Extract from the listing each line in which the word "where" appears.
** DATASET ENTRIES follows **
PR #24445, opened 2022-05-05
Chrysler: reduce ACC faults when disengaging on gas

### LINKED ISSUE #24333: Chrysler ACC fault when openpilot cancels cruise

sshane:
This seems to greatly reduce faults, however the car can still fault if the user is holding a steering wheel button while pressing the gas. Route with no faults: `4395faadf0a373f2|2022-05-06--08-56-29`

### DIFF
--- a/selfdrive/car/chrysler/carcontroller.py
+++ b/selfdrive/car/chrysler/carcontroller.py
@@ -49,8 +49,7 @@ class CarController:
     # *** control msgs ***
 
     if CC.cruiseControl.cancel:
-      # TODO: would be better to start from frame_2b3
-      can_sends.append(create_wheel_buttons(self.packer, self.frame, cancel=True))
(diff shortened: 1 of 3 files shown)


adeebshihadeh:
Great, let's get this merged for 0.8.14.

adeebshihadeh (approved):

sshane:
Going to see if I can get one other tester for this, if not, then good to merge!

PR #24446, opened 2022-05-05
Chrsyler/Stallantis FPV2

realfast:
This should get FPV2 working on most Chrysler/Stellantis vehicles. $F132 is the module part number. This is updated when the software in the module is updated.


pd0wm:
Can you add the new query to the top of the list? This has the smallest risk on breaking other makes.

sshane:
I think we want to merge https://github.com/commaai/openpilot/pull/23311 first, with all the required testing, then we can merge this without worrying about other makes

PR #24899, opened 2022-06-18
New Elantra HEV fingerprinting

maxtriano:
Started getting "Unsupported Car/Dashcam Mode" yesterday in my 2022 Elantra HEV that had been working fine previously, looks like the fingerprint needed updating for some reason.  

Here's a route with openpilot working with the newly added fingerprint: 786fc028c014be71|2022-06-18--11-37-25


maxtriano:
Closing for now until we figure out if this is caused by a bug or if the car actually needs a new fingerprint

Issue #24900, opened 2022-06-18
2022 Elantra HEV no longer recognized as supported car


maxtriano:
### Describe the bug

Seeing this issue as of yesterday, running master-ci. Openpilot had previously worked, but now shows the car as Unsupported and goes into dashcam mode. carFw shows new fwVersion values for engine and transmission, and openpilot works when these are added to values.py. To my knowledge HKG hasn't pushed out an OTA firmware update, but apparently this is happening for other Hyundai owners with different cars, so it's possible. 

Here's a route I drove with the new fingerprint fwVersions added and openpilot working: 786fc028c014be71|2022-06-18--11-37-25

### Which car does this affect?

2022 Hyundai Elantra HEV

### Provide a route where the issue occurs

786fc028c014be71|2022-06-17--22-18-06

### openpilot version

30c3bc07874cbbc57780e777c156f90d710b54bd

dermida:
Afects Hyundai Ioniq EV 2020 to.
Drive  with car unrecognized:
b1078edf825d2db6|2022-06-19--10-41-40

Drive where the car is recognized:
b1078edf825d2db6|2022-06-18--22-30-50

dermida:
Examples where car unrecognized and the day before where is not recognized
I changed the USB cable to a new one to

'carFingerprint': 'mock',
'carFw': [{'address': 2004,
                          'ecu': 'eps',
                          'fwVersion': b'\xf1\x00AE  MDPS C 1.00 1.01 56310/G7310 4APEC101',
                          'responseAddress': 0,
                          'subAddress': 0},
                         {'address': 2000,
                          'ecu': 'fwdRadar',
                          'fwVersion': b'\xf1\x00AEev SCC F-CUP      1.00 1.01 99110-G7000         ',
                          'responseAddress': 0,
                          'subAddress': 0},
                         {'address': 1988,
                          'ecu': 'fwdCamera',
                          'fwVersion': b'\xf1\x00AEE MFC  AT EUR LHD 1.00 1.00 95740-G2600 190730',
** End of DATASET ENTRIES **
ANSWER SPACE:
### Provide a route where the issue occurs
Drive where the car is recognized:
Examples where car unrecognized and the day before where is not recognized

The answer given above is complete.